» **YOUR INSTRUCTIONS**:
Report each line of the data that contains the string "found".

━━━━━ DATA IN THIS EXERCISE

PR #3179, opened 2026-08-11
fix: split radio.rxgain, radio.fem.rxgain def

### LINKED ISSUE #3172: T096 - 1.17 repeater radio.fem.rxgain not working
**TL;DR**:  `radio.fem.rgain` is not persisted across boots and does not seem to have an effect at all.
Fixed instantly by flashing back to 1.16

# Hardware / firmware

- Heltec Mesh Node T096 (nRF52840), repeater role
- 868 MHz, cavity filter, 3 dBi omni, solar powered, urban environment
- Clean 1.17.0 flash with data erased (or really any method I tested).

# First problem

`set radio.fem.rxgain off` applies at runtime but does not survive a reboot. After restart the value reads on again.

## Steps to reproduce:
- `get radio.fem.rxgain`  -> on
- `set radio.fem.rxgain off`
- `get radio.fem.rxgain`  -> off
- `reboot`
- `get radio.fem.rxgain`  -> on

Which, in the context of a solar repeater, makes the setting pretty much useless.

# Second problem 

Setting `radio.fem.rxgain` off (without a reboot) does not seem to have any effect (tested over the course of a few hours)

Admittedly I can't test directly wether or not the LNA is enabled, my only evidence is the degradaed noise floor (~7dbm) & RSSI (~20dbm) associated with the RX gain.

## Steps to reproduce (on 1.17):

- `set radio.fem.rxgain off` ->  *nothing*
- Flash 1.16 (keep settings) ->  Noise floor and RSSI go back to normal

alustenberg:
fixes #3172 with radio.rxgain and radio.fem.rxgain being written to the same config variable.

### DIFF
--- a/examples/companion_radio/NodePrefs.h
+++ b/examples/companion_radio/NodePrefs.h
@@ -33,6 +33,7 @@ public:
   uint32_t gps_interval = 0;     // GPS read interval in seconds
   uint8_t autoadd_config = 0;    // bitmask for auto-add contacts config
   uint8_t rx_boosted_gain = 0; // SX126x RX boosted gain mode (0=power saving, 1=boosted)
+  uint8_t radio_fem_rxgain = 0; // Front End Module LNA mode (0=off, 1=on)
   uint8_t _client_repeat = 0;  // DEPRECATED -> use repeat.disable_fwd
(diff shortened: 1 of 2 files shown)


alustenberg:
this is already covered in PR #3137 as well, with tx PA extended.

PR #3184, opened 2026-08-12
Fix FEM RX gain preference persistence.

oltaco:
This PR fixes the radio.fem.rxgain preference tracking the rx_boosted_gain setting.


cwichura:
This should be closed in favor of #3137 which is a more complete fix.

━━━━━━━━━━
━━━━━ DATA IN THIS EXERCISE

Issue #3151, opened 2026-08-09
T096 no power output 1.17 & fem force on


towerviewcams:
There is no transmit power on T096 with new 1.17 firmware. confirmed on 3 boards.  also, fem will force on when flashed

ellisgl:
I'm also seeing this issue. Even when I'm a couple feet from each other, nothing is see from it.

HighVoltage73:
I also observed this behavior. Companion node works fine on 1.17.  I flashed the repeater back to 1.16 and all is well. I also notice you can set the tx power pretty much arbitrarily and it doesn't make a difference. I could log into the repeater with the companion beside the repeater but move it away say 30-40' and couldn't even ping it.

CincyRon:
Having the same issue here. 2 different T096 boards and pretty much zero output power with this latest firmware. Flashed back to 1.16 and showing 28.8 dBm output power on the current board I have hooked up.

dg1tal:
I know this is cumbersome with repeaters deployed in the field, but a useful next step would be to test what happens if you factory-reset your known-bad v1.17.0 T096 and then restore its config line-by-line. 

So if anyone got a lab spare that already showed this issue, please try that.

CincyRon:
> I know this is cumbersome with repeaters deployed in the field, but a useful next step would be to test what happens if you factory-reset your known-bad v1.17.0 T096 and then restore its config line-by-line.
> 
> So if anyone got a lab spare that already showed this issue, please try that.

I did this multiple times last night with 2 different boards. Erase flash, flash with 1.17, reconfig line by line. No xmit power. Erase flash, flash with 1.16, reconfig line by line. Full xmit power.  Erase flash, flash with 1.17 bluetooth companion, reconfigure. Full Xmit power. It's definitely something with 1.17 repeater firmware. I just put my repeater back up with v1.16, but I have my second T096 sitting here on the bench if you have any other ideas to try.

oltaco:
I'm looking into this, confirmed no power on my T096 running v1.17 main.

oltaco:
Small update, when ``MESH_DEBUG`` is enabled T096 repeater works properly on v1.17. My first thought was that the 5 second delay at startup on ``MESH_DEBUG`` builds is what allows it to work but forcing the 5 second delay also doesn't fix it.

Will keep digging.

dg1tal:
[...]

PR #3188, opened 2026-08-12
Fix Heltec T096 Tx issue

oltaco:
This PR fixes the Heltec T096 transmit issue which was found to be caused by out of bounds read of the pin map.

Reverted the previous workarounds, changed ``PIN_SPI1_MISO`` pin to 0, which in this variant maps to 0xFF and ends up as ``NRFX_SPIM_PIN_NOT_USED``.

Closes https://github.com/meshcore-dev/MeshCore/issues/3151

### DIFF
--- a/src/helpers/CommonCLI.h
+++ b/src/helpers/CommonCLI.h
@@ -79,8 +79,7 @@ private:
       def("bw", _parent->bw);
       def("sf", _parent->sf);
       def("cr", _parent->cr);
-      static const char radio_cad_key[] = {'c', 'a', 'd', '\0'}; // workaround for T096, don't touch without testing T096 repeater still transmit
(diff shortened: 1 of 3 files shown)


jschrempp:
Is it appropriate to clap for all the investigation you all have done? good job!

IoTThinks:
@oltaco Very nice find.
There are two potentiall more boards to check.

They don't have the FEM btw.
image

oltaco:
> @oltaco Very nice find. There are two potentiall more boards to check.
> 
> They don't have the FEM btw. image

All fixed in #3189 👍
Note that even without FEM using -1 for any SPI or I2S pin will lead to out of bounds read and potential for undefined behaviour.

━━━━━━━━━━
━━━━━ DATA IN THIS EXERCISE

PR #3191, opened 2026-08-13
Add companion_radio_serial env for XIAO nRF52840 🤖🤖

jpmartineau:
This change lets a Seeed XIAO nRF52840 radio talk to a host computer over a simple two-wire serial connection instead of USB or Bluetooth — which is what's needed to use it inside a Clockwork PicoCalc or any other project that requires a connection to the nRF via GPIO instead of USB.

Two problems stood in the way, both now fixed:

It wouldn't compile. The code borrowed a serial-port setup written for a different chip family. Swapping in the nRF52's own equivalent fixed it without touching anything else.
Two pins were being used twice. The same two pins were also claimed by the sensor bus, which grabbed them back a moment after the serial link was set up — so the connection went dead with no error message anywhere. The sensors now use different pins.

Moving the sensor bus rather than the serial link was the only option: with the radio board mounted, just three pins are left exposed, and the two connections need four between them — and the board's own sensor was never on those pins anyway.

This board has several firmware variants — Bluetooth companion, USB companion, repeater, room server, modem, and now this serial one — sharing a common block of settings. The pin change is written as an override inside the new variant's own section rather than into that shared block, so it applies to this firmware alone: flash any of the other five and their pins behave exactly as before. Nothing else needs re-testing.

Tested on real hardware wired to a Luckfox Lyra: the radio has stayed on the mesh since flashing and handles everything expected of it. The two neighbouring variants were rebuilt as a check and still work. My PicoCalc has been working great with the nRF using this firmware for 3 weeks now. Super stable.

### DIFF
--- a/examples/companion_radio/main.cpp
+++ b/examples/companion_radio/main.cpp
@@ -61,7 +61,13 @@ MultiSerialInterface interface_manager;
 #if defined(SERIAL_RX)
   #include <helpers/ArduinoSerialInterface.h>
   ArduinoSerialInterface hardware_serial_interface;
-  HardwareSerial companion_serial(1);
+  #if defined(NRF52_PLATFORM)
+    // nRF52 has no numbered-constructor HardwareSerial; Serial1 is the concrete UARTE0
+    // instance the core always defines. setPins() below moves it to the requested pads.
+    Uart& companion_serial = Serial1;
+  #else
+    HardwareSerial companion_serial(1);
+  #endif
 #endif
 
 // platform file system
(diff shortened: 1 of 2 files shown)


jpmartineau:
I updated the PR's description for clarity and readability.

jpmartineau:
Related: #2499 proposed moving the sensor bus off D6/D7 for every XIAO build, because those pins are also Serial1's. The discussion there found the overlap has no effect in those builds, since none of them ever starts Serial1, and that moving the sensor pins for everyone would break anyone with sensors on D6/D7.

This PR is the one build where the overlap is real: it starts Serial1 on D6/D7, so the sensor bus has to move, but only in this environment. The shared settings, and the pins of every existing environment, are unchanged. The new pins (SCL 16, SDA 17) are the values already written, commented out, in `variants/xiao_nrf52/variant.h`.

━━━━━━━━━━

» **SOLUTION**:
This PR fixes the Heltec T096 transmit issue which was found to be caused by out of bounds read of the pin map.
Related: #2499 proposed moving the sensor bus off D6/D7 for every XIAO build, because those pins are also Serial1's. The discussion there found the overlap has no effect in those builds, since none of them ever starts Serial1, and that moving the sensor pins for everyone would break anyone with sensors on D6/D7.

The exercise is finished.